Asked a friend, and after 4 hours of explaining what a furry was, he came out with the rather epic 'squid in a space suit' XD I think hes on drugs!


----------



## Jackpot Raccuki (Oct 21, 2019)

This is the best closet furry bait I've ever laid eyes on.

I must use this against my closet furry friend who claims not to be a furry.


----------



## 1234554321 (Oct 21, 2019)

El-P said:


> I'm not furry im just bored, my fursona would be a dog, cause I like dogs. Specifically I don't know what it would be, maybe the one in my profile picture. I realize not a lot of NONFURRIES would even see this so you furries ask your non-furry friends about this or something.

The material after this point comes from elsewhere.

PR #625, opened 2024-07-31
SW-5701 Add title property to all table cells

constanzauanini:


nickgraz (approved):
Looks good. Can you change the label from `patch` to `minor`?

I feel you. I consider myself "furry lite" or just an anthro, since I feel absolutely no connection with the community, don't like fursuits, don't like cons etc. Both from within and without there's this notion that liking anthropomorphic characters automatically makes you a furry: that is wrong, much in the same way liking anime doesn't automatically make you a weaboo. Semantics galore amirite

Anyway, my "fursona" is actually a "skin"sona if we're being really anal about it for two reasons: 1) my dude's got no fur but good ol' skin only (and no tail but that's beside the point); 2) for the extra snowflake points


----------



## Tallow_Phoenix (Oct 23, 2019)

Well, I'm pretty deep into the fandom at this point, but my non-furry boyfriend says either a cat or a crow. Cat because he's a cat person (plus he likes to laze about lol), and crow because of the mythological/symbolic association.


----------



## MysteryCat1929 (Nov 4, 2019)

Heppi said:


> View attachment 73649 Thanks for inspiration, puddinsticks.

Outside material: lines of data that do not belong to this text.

PR #630, opened 2024-08-21
SW-5825: Can't type accents in Questionnaire Deliverable inputs

joshbuchea:
This PR includes a change to add a `defaultValue` prop to the `Textfield` component.

### DIFF
--- a/src/components/Textfield/Textfield.tsx
+++ b/src/components/Textfield/Textfield.tsx
@@ -23,6 +23,7 @@ export interface TruncateConfig {
 export interface Props {
   autoFocus?: boolean;
   className?: string;
+  defaultValue?: string | number;
   disabled?: boolean;
   disabledCharacters?: string[];
   display?: boolean;
@@ -58,6 +59,7 @@ export default function TextField(props: Props): JSX.Element {
     autoFocus,
     label,
     className,
+    defaultValue,
     disabled,
     disabledCharacters,
     display,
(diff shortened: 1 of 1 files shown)


src/components/Textfield/Textfield.tsx
```diff
@@ -163,7 +175,8 @@ export default function TextField(props: Props): JSX.Element {
             {iconLeft && <Icon name={iconLeft} className='textfield-value--icon-left' />}
             <input
               autoFocus={autoFocus}
-              value={type === 'number' ? value : value || ''}
+              defaultValue={defaultValue}
+              value={type === 'number' || defaultValue !== undefined ? value : value || ''}
```
constanzauanini, line 179: I don't get why `defaultValue !== undefined` condition is added here

joshbuchea: When `defaultValue` is set, `value` should be `undefined`. Previously, `value` defaulted to an empty string (`''`) when not set. The new `defaultValue !== undefined` check ensures `value` is passed correctly when `defaultValue` is used.

constanzauanini (approved):
Changes to add default values looks correct. I don't see the relationship with the accents though

joshbuchea:
Closing in favor of https://github.com/terraware/terraware-web/pull/3064

joshbuchea:
@constanzauanini thanks for the review. I tried an approach to resolve SW-5825 that involved updating `DeliverableVariableDetailsInput` to be an uncontrolled component, which appeared to resolve the cursor position reset issues, but I later discovered generated a new React warning.

I ended up going with a different approach that didn't require this change.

Lol may be in this boat myself. You can only have about 10 people independently ask "Are you a furry" before you start to wonder. Just recently shifted from "Lol no way." to "Well there was that one thing... and that too... oh yeah and that thing was pretty furry-ish... well shoot maybe."

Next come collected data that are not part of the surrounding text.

PR #135, opened 2015-10-15
test on Python 3.5

jamesturk:
* required bumping the pytest version, doesn't seem to cause any issues
* tox base python set to 3.5 so it's available for tox

(tests are getting long, probably OK to drop Python 3.2 support, maybe 3.3 as well?)

### DIFF
--- a/.travis.yml
+++ b/.travis.yml
@@ -1,4 +1,5 @@
 language: python
+python: 3.5
 sudo: false
 install: pip install tox
 script: tox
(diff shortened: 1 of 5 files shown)


jamesturk:
(also realized it might be OK to drop Django 1.6 support as security updates ended in April)

jsenecal:
I think that contains code from #134 right ?

jamesturk:
yep, this is a superset of #134

jerel:
Thanks for this! Excellent work.

PR #150, opened 2015-10-29
django-rest-framework 3.3 support/tests

jamesturk:
from what I can tell this was all that was needed for django-rest-framework 3.3 support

To answer OP's question - it would be something cat-based.


----------



## FurAffinityLurker (Nov 9, 2019)

Hello good people,

I am not a furry.  I have several furry (online) friends, and I often visualize them as their fursona when we communicate, but I do not see myself as anything other than a human.  I do have a virtual persona which is the projection of my thoughts, emotions, dreams, desires and fantasies into an imaginary world that accepts and nurtures them, but as I said above, it does not involve presenting as a different species.

Which raises a couple of questions:

One: what am I, a non-furry, doing here in the bastion of furryness?

The answer to that is simple.  Several members of this community provide content that aligns with my interests, featuring either non-furry protagonists, or those whose furry nature is tangential to the story.

And the other question is one that I cannot answer:

How does this community view and treat the likes of me?

Peace,
Lurker


----------



## Z-ro (Nov 9, 2019)

I got 4 sonas, I didn't need much of a reflection about them


----------



## scuzball (Nov 10, 2019)

I'd be a deer. I can't decide what kind of deer, what the antlers would look like, etc. but I like all the artwork with deer I've seen. Maybe I'll make it into a fursona one day, but I can't really draw lol


----------



## Thrashy (Nov 10, 2019)

FurAffinityLurker said:


> I am not a furry


...yet 



FurAffinityLurker said:


> How does this community view and treat the likes of me?


I don't think the community has a problem with lurkers, so you should be fine doing conversations here


----------



## Tyll'a (Nov 10, 2019)

I had a sona before I realized I was part of the fandom, and in fact before I even knew what a sona was.  And that is the same sona I have now, although he's gone through a redesign or two.


----------



## Deleted member 82554 (Nov 10, 2019)




----------



## mustelidcreature (Nov 16, 2019)

not me but my brother said he's not a furry but if he was,his fursona would be a red and white giant flying squirrel
suspicious huh
not related but my other brother is actually a furry too,his fursona is a hoary fox


----------



## BossRabbit (Nov 16, 2019)

I'm not a full blown furry but I have my foot on the banana peel at this point. My silly little rabbit avatar in the hoodie is just supposed to be a cartoonish representation of myself, but considering I try to mask it by calling it a "bunsona" I'm sure I'm not hiding anything at this point.


----------



## MadXStitcher (Dec 3, 2019)

I've never once in 20 years drawn a character and said "yes, this feels like me."  I attempted it a few times when I was younger, because that's what you're "supposed" to do to fit in, but all that wound up happening is I came up with 30 different characters that I drew for about a month and then forgot about.


----------